PR #2293, opened 2026-05-21
Bump type checker versions in conformance tests.

rchen152:
As far as I can tell, nothing significant has changed conformance-wise, but several type checkers have new versions, so we might as well update.

Updated mypy v1.20.2 -> v2.1.0
Updated pyrefly v0.63.1 -> v1.0.0
Updated ty v0.0.35 -> v0.0.38
Updated zuban v0.7.1 -> v0.7.2


conformance/results/pyrefly/constructors_callable.toml
JelleZijlstra, line 3: you might be able to remove a few of these lines

JelleZijlstra (approved):

PR #2296, opened 2026-05-28
Remove questionable dataclass descriptor conformance assertions

### LINKED ISSUE #2259: Conformance suite: Questionable tests in dataclasses_descriptors.py

```python
@dataclass
class DC2:
    x: Desc2[int]
    y: Desc2[str]
    z: Desc2[str] = Desc2()


assert_type(DC2.x, list[int])
assert_type(DC2.y, list[str])
assert_type(DC2.z, list[str])
```

```python

assert_type(dc2.x, int)
assert_type(dc2.y, str)
assert_type(dc2.z, str)
```

BHUVANSH855:
## Summary

Remove questionable `Desc2` conformance assertions from `dataclasses_descriptors.py`.

The existing assertions do not align with actual runtime behavior for non-data descriptors in dataclasses:

* `DC2.x` and `DC2.y` raise `AttributeError` at runtime because no descriptor instance exists in the class dictionary for those fields.
* `dc2.x` and `dc2.y` evaluate to the stored `Desc2` instances because non-data descriptors are shadowed by instance attributes.
* The `z` case is also subtle due to descriptor access during dataclass default extraction.

Since this behavior is currently under-specified and differs across type checkers and runtime semantics, this PR removes the questionable assertions and replaces them with explanatory comments.

Fixes #2259


davidhalter:
Closing, because there is also #2299, which seems more promising and tries to fix the exact same issue.

PR #2297, opened 2026-05-29
Conformance: test @override checks on __init__ and __new__

### LINKED ISSUE #2222: Conformance: test that `@override` checks are honored for `__init__` / `__new__`
When explicitly marking a method with `@override`, type checkers ought to test assignability (https://typing.python.org/en/latest/spec/class-compat.html#override).

Hence, even methods like `__init__` and `__new__`, which are normally not checked against their parent classes, should be checked when explicilty decorated with `@override`.

```python
from typing import override

class Foo:
    def __init__(self, x: int) -> None: ...

class Bar(Foo):
    @override
    def __init__(self, y: int) -> None: ...  # should error
```

This is useful in cases when we really need constructors to be compatible.
I suggest adding a version of the example above to the conformance test suite.

ashishpatel26:
Closes #2222.

The `@override` section of the spec states that a method decorated with
`@override` "should [be treated] as a type error unless that method is
overriding a method or attribute in some ancestor class, and the type of the
overriding method is assignable to the type of the overridden method." There is
no exemption for `__init__`/`__new__`, so although constructors are normally
not checked against their parents, an explicit `@override` should still trigger
the assignability check.

This adds cases to `tests/classes_override.py`:

- `ChildC1`: `@override` `__init__`/`__new__` that *are* assignable to the
  parent — no error.
- `ChildC2`: `@override` `__init__`/`__new__` with an incompatible parameter
  type — error (`# E[init]`, `# E[new]`).
- `ChildC3`: incompatible `__init__`/`__new__` *without* `@override` — allowed,
  to document the normal constructor exemption.

### Scoring

Ran the conformance tool against the locked checker versions:

- **pyrefly** flags the incompatible constructor overrides → conformant.
- **mypy, pyright, pycroscope, ty, zuban** do not currently apply the
  assignability check to `__init__`/`__new__` even with `@override` → scored
  `Partial` with a note.

I marked the incompatible cases as mandatory errors (`# E`) since the spec text
is unconditional. If maintainers feel constructor override-checking should be
left optional, these could be relaxed to `# E?` and the five `Partial` scores
returned to `Pass` — happy to adjust.


JelleZijlstra (approved):

jorenham (commented):
In typeshed the `object.__init__` and `object.__new__` are defined as ([src](https://github.com/python/typeshed/blob/79859b31dbd949a4799371976d6b142e6a568f4d/stdlib/builtins.pyi#L112-L113))

```py
class object:
    # --snip--
    def __init__(self) -> None: ...
    def __new__(cls) -> Self: ...
```

Every class without base implicitly inherits from `object`. So does that mean that e.g.

```py
class A:
    @override
    def __init__(self, x: int) -> None: ...
```

should now also be rejected? This technically indeed overrides `object.__init__`, but I'm not sure if reporting an error is actually useful in this case.

JelleZijlstra:
I think it should, yes. It is not a particularly useful error, but the user did put that override decorator there, so the type checker should honor it.

jorenham (approved):

rchen152:
Thanks @ashishpatel26!

PR #2299, opened 2026-06-01
Conformance: align dataclass descriptor tests with runtime

### LINKED ISSUE #2259: Conformance suite: Questionable tests in dataclasses_descriptors.py

ashishpatel26:
Closes #2259.

`dataclasses_descriptors.py` keeps coverage for the non-data descriptor (`Desc2`, only `__get__`) used as a dataclass field, but aligns the expected behavior with runtime descriptor lookup:

- `DC2.x` / `DC2.y` class access is optional-error because those fields have no descriptor object in the class namespace.
- `DC2.z` class access is `list[str]`, because class access invokes `Desc2.__get__(None, owner)`.
- `dc2.x` / `dc2.y` / `dc2.z` are the stored `Desc2[...]` objects, because non-data descriptors are shadowed by the instance `__dict__` after dataclass `__init__` assigns the fields.

The result TOMLs and summary HTML have been regenerated. With the runtime-correct asserts, all six checkers are scored `Partial` for `dataclasses_descriptors`.


davidhalter:
What - in your opinion - would be the proper solution for these cases? I generally want to avoid removing tests and rather expand the docs or correct the tests. There are a lot of cases where the spec is lacking and I want to avoid removing them all.

In my opinion it is very valuable to standardize descriptors on Dataclasses. I'm not particularly invested in how they are standardized, but I would like to have that to be one specific way.

JelleZijlstra:
As I wrote in the issue, pyrefly's behavior seemed the most correct to me. I'm not sure this behavior needs to be specified in the typing spec in much detail since what I view as the correct behavior primarily reflects the runtime.

davidhalter:
> pyrefly's behavior seemed the most correct to me. I'm not sure this behavior needs to be specified in the typing spec in much detail since what I view as the correct behavior primarily reflects the runtime.

I agree that this does not necessarily need to be specified. However I would still prefer to make the pyrefly behavior part of the tests than to drop the test.

ashishpatel26:
Thanks both. I reworked this to keep the non-data descriptor coverage rather than deleting it, and aligned the `DC2` case with runtime descriptor lookup:

- `DC2.x` / `DC2.y` class access remains optional-error because those fields have no class attribute at runtime.
- `DC2.z` class access is asserted as `list[str]`, since class access invokes `Desc2.__get__(None, owner)`.
- `dc2.x` / `dc2.y` / `dc2.z` are asserted as the stored `Desc2[...]` objects, because a non-data descriptor is shadowed by the instance `__dict__` after dataclass `__init__` assigns the fields.

I regenerated the result files and summary HTML for this test. With the runtime-correct asserts, all six checker result TOMLs are now scored `Partial` for `dataclasses_descriptors`.

conformance/tests/dataclasses_descriptors.py
```diff
@@ -55,14 +64,22 @@ def __get__(self, instance: object | None, owner: Any) -> list[T] | T:
...
+    z: Desc2[str] = Desc2()  # E?: a non-data descriptor default may be rejected
 
 
-assert_type(DC2.x, list[int])
-assert_type(DC2.y, list[str])
+# ``x`` and ``y`` are not present in the class namespace, so accessing them on
+# the class is an ``AttributeError`` at runtime; a type checker may report an
+# error here. ``z`` is present in the class namespace, so class access runs
+# ``Desc2.__get__(None)`` and yields ``list[str]``.
+assert_type(DC2.x, Desc2[int])  # E?
```
JelleZijlstra, line 74: An assert_type with an `E?` doesn't really test anything. This line will throw AttributeError at runtime so I think the only reasonable thing to test for is that `DC2.x` should emit an error. I don't feel strongly though that we need to require type checkers to do that; an alternative is to simply omit these lines.

JelleZijlstra:
A bit sad that even the type checkers that attempt hardest to support this faithfully (pyrefly and pycroscope) still fail these tests. Perhaps we should make some things a little more lenient.

conformance/tests/dataclasses_descriptors.py
davidhalter: Is there an argument why we shouldn't require that? I don't have a strong opinion here, but it feels like in dataclasses these fields should never be available. (The same goes for `DC2.x = 1`, which should probably also be an error.

And this probably means that we should test for `DC2.x # E` without an assert_type. Zuban currently also doesn't add an error there, which is wrong.

davidhalter (commented):
> A bit sad that even the type checkers that attempt hardest to support this faithfully (pyrefly and pycroscope) still fail these tests. Perhaps we should make some things a little more lenient.

Aren't these just small oversights? Has anyone tried to pass these new tests? It feels like these new changes are not that hard to implement, but I haven't tried yet.

conformance/tests/dataclasses_descriptors.py
carljm: I think we need to be careful about over-specifying the behavior of dataclasses in type checkers based on the particular runtime behavior of stdlib dataclasses. There's a lot of stdlib dataclass behavior that is effectively accidental. And everything we specify for dataclasses in the typing spec implicitly applies to type checking of all libraries using `dataclass_transform`. Is a dataclass-transform library which explicitly assigns a value or a descriptor to the class object in its class transform for each field non-conformant with the dataclass-transform spec?

I do not think type checkers should be required to error on `DC2.x` here.

carljm: No type checker currently errors on this:

```py
class C:
    x: int
    
reveal_type(C.x)
```

Given that dataclass behavior encompasses arbitrary third-party dataclass transforms (and arbitrary behavior people add to their own dataclasses), why should we specify a greater level of confidence about the absence of this attribute for dataclasses than we do for regular classes?

conformance/tests/dataclasses_descriptors.py
```diff
@@ -55,14 +64,22 @@ def __get__(self, instance: object | None, owner: Any) -> list[T] | T:
...
+# ``Desc2`` is a non-data descriptor, the instance ``__dict__`` shadows it and
+# ``__get__`` never runs, so each attribute keeps the assigned ``Desc2`` object
+# (even ``z``, which is also present in the class namespace).
 dc2 = DC2(Desc2(), Desc2(), Desc2())
-assert_type(dc2.x, int)
-assert_type(dc2.y, str)
-assert_type(dc2.z, str)
+assert_type(dc2.x, Desc2[int])
+assert_type(dc2.y, Desc2[str])
+assert_type(dc2.z, Desc2[str])
```
carljm, line 85: This opens up some new questions. At runtime, if this field were `init=False`, or the dataclass provided its own custom `__init__` (that is, if in one way or another the dataclass does not actually assign a value for `z` in each instance dict), the descriptor on the class could run and this might be `str` instead of `Desc2[str]`. Should type checkers attempt to model this also?

conformance/tests/dataclasses_descriptors.py
JelleZijlstra: Carl puts it better than I would have, but I'm also concerned about overspecifying things that aren't important for compatibility. I think the tests as they were before this PR are wrong because type checkers that faithfully implement the runtime behavior are penalized, but we could also just leave this behavior out of the conformance suite.

davidhalter: > Given that dataclass behavior encompasses arbitrary third-party dataclass transforms (and arbitrary behavior people add to their own dataclasses), 

I think that dataclass transforms are a good example why we do not want to generalize it to that. At least in Zuban I would probably only emit the error in a normal dataclass. 

> why should we specify a greater level of confidence about the absence of this attribute for dataclasses than we do for regular classes?

I think from a practical reason it almost never makes sense to assign to a dataclass, since they have an auto-generated `__init__` that will fill the `__dict__` field. Regular classes are different here, users tend to do almost anything with them. I still lean toward adding an error here, but I realize that especially dataclass_transform makes this a bit of a weird edge case. (Also this error could only be emitted if there's no customized `__init__` and `init=True`). I now understand that we don't want to force that on type checkers.

rchen152: Fwiw I think the part of this test file with `Desc1` and `DC1` is worth keeping, because it reflects valid code that type checkers ought to handle consistently and correctly.

The `Desc2` and `DC2` tests I'm ambivalent on. I think there's a reasonable argument for keeping the class definitions themselves, as they show a clear logic error that checkers could usefully detect, but I don't feel strongly about it. Everything from line 68 onwards seems to be essentially documenting messy runtime behavior, and my vote would be delete it entirely.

- About this exercise
Should a line in the material contain "overrides", copy it.

- Expected answer
- **pyrefly** flags the incompatible constructor overrides → conformant.
should now also be rejected? This technically indeed overrides `object.__init__`, but I'm not sure if reporting an error is actually useful in this case.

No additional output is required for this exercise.